PORTLAND, Ore. (KOIN) — Dave Benscoter is a former FBI agent who, over the course of a 24-year career, investigated political corruption, bank robberies and a variety of other crimes.

“My time in the FBI mostly was spent in Seattle, North Carolina and Chicago. And then I joined the Internal Revenue Service Criminal Division here in Spokane, Washington,” Benscoter told KOIN 6 News.

These days he’s on a different kind of investigation — searching for nearly forgotten apple varieties and orchards for his non-profit, The Lost Apple Project.

“I had a lot of cases that involved a lot of records, which I think helped me in now looking for lost varieties because a lot of it is diving into old records to find out what apple varieties actually grew out here,” he said.

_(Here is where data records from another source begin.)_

PR #253, opened 2016-11-24
Fix defaultProps/props theme theming

### LINKED ISSUE #247: Dynamicly update theme on react-storybook with knob
## Version
1.0.5

## Reproduction
https://github.com/clempat/styled-component-theming

## Steps to reproduce
- See the repo above
- See the result there: http://piano-tuner-larry-61732.netlify.com/

## Expected Behavior
- When updating the color on react-storybook-knob. it should update the button color

## Actual Behavior
- It get out of sync and display the color previously selected

I am not sure it is a problem with styled-components but if I take a look into the react dev tool I see the theme there correctly updated.

### LINKED ISSUE #252: Bugs in handling theme from defaultProps / props
## Version
1.1.1

## Reproduction
Couldn't install styled-components on webpackbin

## Steps to reproduce

```js
import { mount as render } from 'enzyme';
import jsdom from 'mocha-jsdom';

describe('theming', () => {
  jsdom();

  beforeEach(() => {
    styled = resetStyled()
  })

  it('should properly render with the same theme from default props on re-render', () => {
    const Comp1 = styled.div`
      color: ${props => props.theme.color};
    `

    Comp1.defaultProps = {
      theme: {
        color: "purple"
      }
    }
    const wrapper = render(
      <Comp1 />
    )
    expectCSSMatches(`.a { color: purple; }`)

    wrapper.update();
    expectCSSMatches(`.a { color: purple; }`)
  })

  it('should properly update style if theme is changed', () => {
    const Comp1 = styled.div`
      color: ${props => props.theme.color};
    `

    Comp1.defaultProps = {
      theme: {
        color: "purple"
      }
    }
    const wrapper = render(
      <Comp1 />
    )
    expectCSSMatches(`.a { color: purple; }`)

    wrapper.setProps({ theme: { color: 'pink' } })
    expectCSSMatches(`.a { color: purple; }.b { color: pink; }`)
  })

});

```

## Expected Behavior

Should pass tests.

## Actual Behavior

Fails in both cases.

First case fails because it will render with `.a { color: ; }` in second render.

Second case fails because it will not react to new `theme` so it won't render `.b { color: pink; }`.

michalkvasnicak:
Fixes #252 
Fixes #247

### DIFF
--- a/src/models/StyledComponent.js
+++ b/src/models/StyledComponent.js
@@ -2,6 +2,8 @@
 
 import { createElement } from 'react'
 
+import type { Theme } from './ThemeProvider'
+
 import validAttr from '../utils/validAttr'
 import isTag from '../utils/isTag'
 import type { RuleSet, Target } from '../types'
@@ -59,7 +61,7 @@ export default (ComponentStyle: Function) => {
         }
       }
 
-      componentWillReceiveProps({ theme }: { theme: ?{ [key: string]: mixed } }) {
+      componentWillReceiveProps({ theme }: { theme: ?Theme }) {
         if (!theme) {
           return
         }
--- a/src/models/StyledComponent.js
+++ b/src/models/StyledComponent.js
@@ -59,22 +59,17 @@ export default (ComponentStyle: Function) => {
         }
       }
 
-      componentWillReceiveProps(nextProps: any) {
-        if (!nextProps.theme) {
+      componentWillReceiveProps({ theme }: { theme: ?{ [key: string]: mixed } }) {
+        if (!theme) {
           return
         }
 
         // compare if there is any change
-        if (JSON.stringify(nextProps.theme) === JSON.stringify(this.state.theme)) {
+        if (JSON.stringify(theme) === JSON.stringify(this.state.theme)) {
           return
         }
 
-        const { theme } = nextProps
-
-        const generatedClassName = this.generateAndInjectStyles(
-          theme,
-          nextProps
-        )
+        const generatedClassName = this.generateAndInjectStyles(theme)
         this.setState({ theme, generatedClassName })
       }
 
--- a/src/models/StyledComponent.js
+++ b/src/models/StyledComponent.js
@@ -65,9 +65,11 @@ export default (ComponentStyle: Function) => {
         }
 
         // compare if there is any change
-        if (JSON.stringify(theme) === JSON.stringify(this.state.theme)) {
+        /* eslint-disable max-len */
+        if (theme === this.state.theme || JSON.stringify(theme) === JSON.stringify(this.state.theme)) {
           return
         }
+        /* eslint-enable max-len */
 
         const generatedClassName = this.generateAndInjectStyles(theme)
         this.setState({ theme, generatedClassName })
--- a/src/models/StyledComponent.js
+++ b/src/models/StyledComponent.js
@@ -61,7 +61,7 @@ export default (ComponentStyle: Function) => {
         }
       }
 
-      componentWillReceiveProps({ theme }: { theme: ?Theme }) {
+      componentWillReceiveProps({ theme }: { theme?: Theme }) {
         if (!theme) {
           return
         }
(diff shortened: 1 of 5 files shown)


src/models/StyledComponent.js
```diff
@@ -50,20 +50,32 @@ export default (ComponentStyle: Function) => {
...
         }
       }
 
       componentWillReceiveProps(nextProps: any) {
+        if (!nextProps.theme) {
+          return
+        }
+
+        // compare if there is any change
+        if (JSON.stringify(nextProps.theme) === JSON.stringify(this.state.theme)) {
```
mxstbr: Should this be a deep equality check instead of `JSON.stringify`? What's the difference?

src/models/StyledComponent.js
```diff
@@ -50,20 +50,32 @@ export default (ComponentStyle: Function) => {
...
+          return
+        }
+
+        const { theme } = nextProps
```
mxstbr: Let's move this destructure to the function argument and use the `theme` variable throughout `componentWillReceiveProps({ theme })`.

src/test/theme.test.js
```diff
@@ -1,13 +1,15 @@
 // @flow
+import jsdom from 'mocha-jsdom';
 import React from 'react'
-import { render } from 'enzyme'
+import { mount as render } from 'enzyme'
```
mxstbr: Why do we rename this to `render`? That's a separate mode, let's rename all instances of `render` to `mount` instead, otherwise this could be confusing.

src/models/StyledComponent.js
mxstbr: Since the main difference between a deep equality check and the `JSON.stringify` method (which I find very smart btw, have never heard of that before) is that the deep equality check doesn't care about the ordering of the elements. ([see here for more info](http://www.mattzeunert.com/2016/01/28/javascript-deep-equal.html))

How big is the a dependency that can do deep equality?

michalkvasnicak: @mxstbr I don't know if there is need to do other equality check than `===`. Because if we pass the same theme to `generateAndInjectStyles()` we should get the same result right?

I am looking on this https://github.com/substack/node-deep-equal.

src/test/theme.test.js
michalkvasnicak: Yeah I forgot to refactor this :)

src/models/StyledComponent.js
michalkvasnicak: Done. I hope flowtype is correct.

src/models/StyledComponent.js
```diff
@@ -50,20 +50,27 @@ export default (ComponentStyle: Function) => {
...
         }
       }
 
-      componentWillReceiveProps(nextProps: any) {
-        const generatedClassName = this.generateAndInjectStyles(
-          this.state.theme || this.props.theme,
-          nextProps
-        )
-        this.setState({ generatedClassName })
+      componentWillReceiveProps({ theme }: { theme: ?{ [key: string]: mixed } }) {
```
michalkvasnicak: @mxstbr This annotation is the same as `Theme` in `ThemeProvider`. I can export `Theme` type from `ThemeProvider` component and use it here. Then it would be `{ theme: ?Theme }`.

src/models/StyledComponent.js
michalkvasnicak: Yeah this solution is better than introducing new dependency :)

mxstbr:
Oh sorry, I just realized that this will probably increase our rendering time since we're now doing a full `jsdom` render for every test. Do you mind adding a `describe('jsdom', () => { jsdom() })` section in which we can put all the tests that require a full DOM render (i.e. `mount`), but use enyzmes `render` for all the original ones? That should speed it up quite a bit I think.

Sorry for the troubles, thanks!

michalkvasnicak:
@mxstbr done 😉

michalkvasnicak:
@mxstbr Do not merge this yet, there is buf in `componentWillReceiveProps`. We can't bail out at all because it will not react to props change so for example. If you have a style that is using props to calculate something, then it won't propagate changes at all.

michalkvasnicak:
@mxstbr ok fixed

mxstbr:
Amazing work, thanks so much! Shipping a new version with these changes very soon!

His first apple case was a bit of an accident while he was helping a friend who lived nearby.

“She’s a disabled missionary, and I would go over and help her with little chores. And one day she asked me if I could go and pick some apples for her in her orchard,” he said. “She lived on the property that her dad and granddad had lived on.”

He did some research on the orchard that was more than a century old, trying to find what he could on Eastern Washington apples.

“I don’t know if your viewers know, but in eastern Washington this is not where all the Washington apples are grown. The Washington apples are all grown basically along the Columbia River and its tributary,” Benscoter said. “Probably closer to 120 years ago, this was a big apple growing area. And of course, all homesteaders would have large apple orchards whenever they homesteaded a property.”

Since that time, The Lost Apple Project has discovered more than 29 varieties and followed up on new leads in Oregon, Washington and Idaho while also working with the Whitman County Historical Society.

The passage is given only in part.